*WHAT THE EXERCISE ASKS:*
Copy the data exactly from the line that contains "livarcocc: Should this" through the line that contains "is configurable; for", keeping both end lines and leaving out everything else.

*PROVIDED ENTRIES:*
───
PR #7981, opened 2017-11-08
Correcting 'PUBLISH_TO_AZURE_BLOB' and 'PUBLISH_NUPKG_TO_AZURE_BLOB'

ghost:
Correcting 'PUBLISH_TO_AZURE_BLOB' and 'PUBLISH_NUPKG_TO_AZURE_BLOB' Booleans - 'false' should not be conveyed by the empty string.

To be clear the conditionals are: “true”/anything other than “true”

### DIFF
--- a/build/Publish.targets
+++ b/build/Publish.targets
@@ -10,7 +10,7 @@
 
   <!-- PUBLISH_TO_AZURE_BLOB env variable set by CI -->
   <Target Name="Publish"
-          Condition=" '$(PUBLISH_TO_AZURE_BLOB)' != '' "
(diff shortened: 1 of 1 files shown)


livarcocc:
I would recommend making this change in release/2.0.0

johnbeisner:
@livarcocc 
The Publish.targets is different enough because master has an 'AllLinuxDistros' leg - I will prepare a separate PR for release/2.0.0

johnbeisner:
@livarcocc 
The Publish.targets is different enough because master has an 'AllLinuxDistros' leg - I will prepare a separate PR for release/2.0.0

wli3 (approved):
───
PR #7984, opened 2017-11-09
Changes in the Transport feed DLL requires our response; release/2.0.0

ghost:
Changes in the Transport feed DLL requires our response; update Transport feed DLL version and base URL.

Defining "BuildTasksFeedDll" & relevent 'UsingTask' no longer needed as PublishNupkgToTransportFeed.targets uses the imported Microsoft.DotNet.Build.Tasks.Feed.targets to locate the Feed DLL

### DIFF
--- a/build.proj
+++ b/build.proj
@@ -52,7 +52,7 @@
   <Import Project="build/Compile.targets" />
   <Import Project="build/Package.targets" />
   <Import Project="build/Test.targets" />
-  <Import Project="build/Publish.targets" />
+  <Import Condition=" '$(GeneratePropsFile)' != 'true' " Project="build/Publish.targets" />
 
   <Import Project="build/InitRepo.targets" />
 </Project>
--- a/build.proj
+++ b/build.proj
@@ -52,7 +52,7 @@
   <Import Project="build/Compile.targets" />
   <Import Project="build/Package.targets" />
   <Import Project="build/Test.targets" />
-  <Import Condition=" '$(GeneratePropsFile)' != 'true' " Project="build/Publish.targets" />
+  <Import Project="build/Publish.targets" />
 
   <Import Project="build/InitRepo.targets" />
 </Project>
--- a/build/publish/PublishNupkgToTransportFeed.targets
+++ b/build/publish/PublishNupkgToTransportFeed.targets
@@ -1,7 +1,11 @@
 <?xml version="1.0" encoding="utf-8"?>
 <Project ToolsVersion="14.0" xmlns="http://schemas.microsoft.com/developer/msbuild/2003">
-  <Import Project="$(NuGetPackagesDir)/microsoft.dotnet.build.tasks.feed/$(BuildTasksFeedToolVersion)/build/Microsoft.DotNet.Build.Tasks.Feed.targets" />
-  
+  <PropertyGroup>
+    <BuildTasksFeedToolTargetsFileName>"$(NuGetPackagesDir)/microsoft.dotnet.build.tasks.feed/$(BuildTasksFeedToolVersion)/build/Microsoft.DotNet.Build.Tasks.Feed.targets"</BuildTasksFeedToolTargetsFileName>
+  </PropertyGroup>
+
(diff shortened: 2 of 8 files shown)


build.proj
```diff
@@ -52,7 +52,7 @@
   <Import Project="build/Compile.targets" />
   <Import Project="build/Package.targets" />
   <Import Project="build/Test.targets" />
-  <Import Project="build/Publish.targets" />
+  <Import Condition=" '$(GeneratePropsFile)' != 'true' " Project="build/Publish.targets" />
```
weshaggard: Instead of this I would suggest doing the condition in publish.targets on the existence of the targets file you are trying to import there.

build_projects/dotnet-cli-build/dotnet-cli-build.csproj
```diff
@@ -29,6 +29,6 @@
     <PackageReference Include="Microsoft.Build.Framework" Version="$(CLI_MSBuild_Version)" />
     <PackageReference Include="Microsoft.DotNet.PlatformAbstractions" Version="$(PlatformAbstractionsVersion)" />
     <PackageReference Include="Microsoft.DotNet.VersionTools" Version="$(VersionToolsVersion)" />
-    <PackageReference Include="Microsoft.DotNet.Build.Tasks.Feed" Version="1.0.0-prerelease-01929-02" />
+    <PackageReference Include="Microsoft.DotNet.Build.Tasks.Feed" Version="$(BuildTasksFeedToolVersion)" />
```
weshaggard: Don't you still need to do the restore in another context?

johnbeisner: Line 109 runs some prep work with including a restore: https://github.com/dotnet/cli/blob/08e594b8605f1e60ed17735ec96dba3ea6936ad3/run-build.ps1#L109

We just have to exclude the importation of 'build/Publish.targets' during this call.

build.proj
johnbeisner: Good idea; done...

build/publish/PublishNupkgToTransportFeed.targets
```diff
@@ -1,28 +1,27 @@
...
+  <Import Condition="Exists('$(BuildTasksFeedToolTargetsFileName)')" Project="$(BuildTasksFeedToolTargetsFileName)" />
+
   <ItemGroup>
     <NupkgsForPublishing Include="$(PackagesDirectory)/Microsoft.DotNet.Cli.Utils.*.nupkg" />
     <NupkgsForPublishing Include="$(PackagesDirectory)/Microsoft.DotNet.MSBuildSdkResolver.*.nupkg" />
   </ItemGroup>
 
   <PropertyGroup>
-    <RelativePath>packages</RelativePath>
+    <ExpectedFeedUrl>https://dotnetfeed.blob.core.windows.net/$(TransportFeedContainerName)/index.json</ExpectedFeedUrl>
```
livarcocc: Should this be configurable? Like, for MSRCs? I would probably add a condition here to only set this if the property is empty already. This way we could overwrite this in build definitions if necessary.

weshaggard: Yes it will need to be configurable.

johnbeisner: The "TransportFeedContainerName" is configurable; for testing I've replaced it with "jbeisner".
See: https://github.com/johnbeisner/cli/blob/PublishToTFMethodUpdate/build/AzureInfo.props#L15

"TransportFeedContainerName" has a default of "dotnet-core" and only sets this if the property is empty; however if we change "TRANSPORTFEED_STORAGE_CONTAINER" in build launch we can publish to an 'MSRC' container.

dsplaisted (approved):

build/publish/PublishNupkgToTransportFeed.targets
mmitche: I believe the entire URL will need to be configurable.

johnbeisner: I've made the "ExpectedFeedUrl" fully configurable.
───
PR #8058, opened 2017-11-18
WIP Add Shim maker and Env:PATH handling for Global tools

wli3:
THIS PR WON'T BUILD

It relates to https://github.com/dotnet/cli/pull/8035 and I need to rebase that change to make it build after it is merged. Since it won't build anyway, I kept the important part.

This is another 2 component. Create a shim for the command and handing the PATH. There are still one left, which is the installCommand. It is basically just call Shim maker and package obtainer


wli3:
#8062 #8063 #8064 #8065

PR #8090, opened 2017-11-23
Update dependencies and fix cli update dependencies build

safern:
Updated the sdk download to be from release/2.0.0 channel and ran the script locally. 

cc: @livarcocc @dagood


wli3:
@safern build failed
───
*EXERCISE RESULT:*
livarcocc: Should this be configurable? Like, for MSRCs? I would probably add a condition here to only set this if the property is empty already. This way we could overwrite this in build definitions if necessary.

weshaggard: Yes it will need to be configurable.

johnbeisner: The "TransportFeedContainerName" is configurable; for testing I've replaced it with "jbeisner".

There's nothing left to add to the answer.